Никсон также поделился кое-какими новыми подробностями о 'кухонном споре': оказывается он не просто намеренно ответил Хрущеву 'навозом' на 'навоз', но и специально готовился к этому словесному поединку. По словам Никсона, он учел пристрастие Хрущева к грубоватой крестьянской речи, и придумал ответные реплики, вспомнив собственное деревенское детство.
После распада СССР российские архивы на какое-то время открылись. Среди документов, которые мне удалось там прочесть, была и оригинальная советская запись беседы на кухне, включая спор о свойствах конского/свиного навоза (автор записи, как и мы, заменил сочное хрущевское словечко на 'навоз'). Привожу этот отрывок целиком:
'Н.С. Хрущев: Прошу прощения, господин Никсон, но я люблю прояснять дело крепкими крестьянскими выражениями. Свежий навоз сильнее пахнет.

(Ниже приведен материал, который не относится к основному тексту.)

PR #30, opened 2021-11-10
feat: add Dockerfile

tylerslaton:
Adding a Dockerfile to build the Combo container. This is necessary to build the container defined in #24.


Makefile
```diff
@@ -38,9 +38,13 @@ lint: ## Run golangci-lin
 verify: tidy generate format lint ## Verify the current code generation and lint
 	git diff --exit-code
 
-build-cli:
+build-cli: ## Build the CLI binary
 	$(Q)go build -o combo
 
+TAG=quay.io/operator-framework/combo
```
timflannagan, line 44: nit: This is more of an "image" than tag. I'd recommend either allowing users to override this default image, or allowing them to override the default repository + tag. This is personal preference so feel free to ignore: can we move this variable definition to the top of the Makefile?

Makefile
```diff
@@ -38,9 +38,13 @@ lint: ## Run golangci-lin
...
+build-container: ## Build the Combo container
+	docker build . --tag=$(TAG)
```
timflannagan, line 46: nit: Explicitly specify the `-f Dockerfile` here?

Dockerfile
```diff
@@ -0,0 +1,17 @@
...
+
+COPY api api
+COPY cmd cmd
+COPY pkg pkg
+COPY test test
+COPY main.go main.go
+COPY Makefile Makefile
+COPY tools.go tools.go
+COPY go.mod go.mod
+COPY go.sum go.sum
```
timflannagan, line 13: Should we move this further up in the Dockerfile so we can utilize already cached layers and don't have to re-download the module cache anytime we make a code change (that doesn't affect dependencies):

```dockerfile
COPY go.mod go.mod
COPY go.sum go.sum
RUN go mod download

COPY api api
...
```

Any thoughts?

Dockerfile
```diff
@@ -0,0 +1,17 @@
...
+
+RUN make build-cli
+
+CMD ./bin/combo run
```
timflannagan, line 17: We'll need to update this to avoid specifying the `run` sub-command as it doesn't exist yet: how do you feel about the following structure instead:

```dockerfile
CMD ["/bin/combo"]
```

And the (future) controller deployment is responsible for providing the sub-command it wants to run as an argument?

Dockerfile
```diff
@@ -0,0 +1,17 @@
+FROM golang:1.17
+
+WORKDIR /
+
+COPY api api
+COPY cmd cmd
+COPY pkg pkg
+COPY test test
```
timflannagan, line 8: Are testing packages necessary to run the container? Can we remove their inclusion into the destination container image?

Dockerfile
```diff
@@ -0,0 +1,17 @@
...
+COPY main.go main.go
+COPY Makefile Makefile
+COPY tools.go tools.go
+COPY go.mod go.mod
+COPY go.sum go.sum
+
+RUN make build-cli
```
timflannagan, line 15: We'll want to migrate towards a multi-stage build process instead of a single stage to decrease the overall container image size. This should make it easier to reason about where this `make build-cli` throws the compiled executable as well.

timflannagan (commented):
Just a quick review of these changes - thanks for splitting this up from the original PR and tackling this overall work. I had a couple of questions/comments/etc. and the only blocking item from my side is the need for a multi-stage Dockerfile before merging.

It would be nice to have a GHA that also builds and uses this Dockerfile to ensure we're not regressing when iterating on this file in the future, or we're not introducing a Dockerfile that doesn't build and run correctly, but my current thinking is that I wouldn't block a PR without the inclusion of those tests.

Dockerfile
tylerslaton: Ahh, good idea. I like this.

Dockerfile
tylerslaton: Yeah, I wasn't entirely sure what to include here without the `run` subcommand existing but this is a better idea.

Dockerfile
tylerslaton: I went ahead and made a multi-stage process. What do you think?

Makefile
tylerslaton: Updated!

Dockerfile
```diff
@@ -0,0 +1,25 @@
...
+WORKDIR /build
+
+COPY go.mod go.mod
+COPY go.sum go.sum
+RUN go mod download
+COPY api api
+COPY cmd cmd
+COPY pkg pkg
+COPY main.go main.go
+COPY tools.go tools.go
```
timflannagan, line 12: nit: We shouldn't need tools.go in order to successfully run the container.

Dockerfile
```diff
@@ -0,0 +1,25 @@
...
+
+FROM golang:1.17-buster
+
+WORKDIR /
+
+COPY --from=builder /build/bin/combo /bin
+
+EXPOSE 8080
+
+CMD ["combo"]
```
timflannagan, line 25: I was playing around with this second stage locally:

```dockerfile
FROM gcr.io/distroless/static:nonroot
WORKDIR /bin
COPY --from=builder /build/bin/combo .
EXPOSE 8080

CMD ["/bin/combo"]
```

Any thoughts? In order to make it work with distroless final layers, you'd need to do something like the following:

```diff
-RUN make build-cli
-
-FROM golang:1.17-buster
-
-WORKDIR /
-
-COPY --from=builder /build/bin/combo /bin
+RUN CGO_ENABLED=0 go build -o ./bin/combo main.go
 
+FROM gcr.io/distroless/static:nonroot
+WORKDIR /bin
+COPY --from=builder /build/bin/combo .
 EXPOSE 8080
 
-CMD ["combo"]
\ No newline at end of file
+CMD ["/bin/combo"]
```

timflannagan (commented):
I think this is super close - had one suggestion about using the distroless image for the final stage, but other than that, the multi-stage layout looks reasonable to me.

Dockerfile
timflannagan: Another thing I just realized: do we need to "force" that combo binary to be rebuilt everytime so we're not caching it's output everytime we build the container? If so, we can either handle that as a `.FORCE: ...` target in the Makefile, or adding the `-a` flag to `go build -a -o ...`. Any thoughts?

.github/workflows/build.yaml
```diff
@@ -19,3 +19,6 @@ jobs:
       - name: Build the CLI
         run: |
           make build-cli
+      - name: Build the container
+        run: |
+          make build-container
```
timflannagan, line 24: Thanks - we'll want to run this container to verify it's actually working outside of the build process, but this is fine for now imo. We can also get that verification logic for free with the introduction of e2e tests, and I'm not super concerned with the container image breaking in the interim as it's not being used anywhere.

Dockerfile
tylerslaton: What would be the point of not caching it? I would think that there would be some logic in Docker/Podman to know when to and not to rebuild the binary. Maybe I'm making a wrong assumption there?

timflannagan: We might be fine then if we make the assumption that and change made to the codebase (e.g. api/cmd/pkg/etc directories) would result in a new binary anyways? This is a small detail though so I'm fine with resolving the "force" comment here.

.github/workflows/build.yaml
tylerslaton: This was fairly trivial to add so I just went ahead and did it! Also added the same "run" verification for the binary itself.

Dockerfile
tylerslaton: We may as well add it just to be explicit about it being new code.

timflannagan (approved):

Никсон: Я тоже вырос на ферме. И у нас говорили: свиной навоз воняет похуже конского'.
К записи не прилагалась оценка этой беседы Кремлем. История не дает ответа и на вопрос, фигурировал ли этот обмен репликами среди обвинений в 'волюнтаризме и субъективизме', когда Хрущева отстраняли от власти. Впрочем, непосредственной цели Никсон своим ответом достиг: Хрущев сменил тему разговора.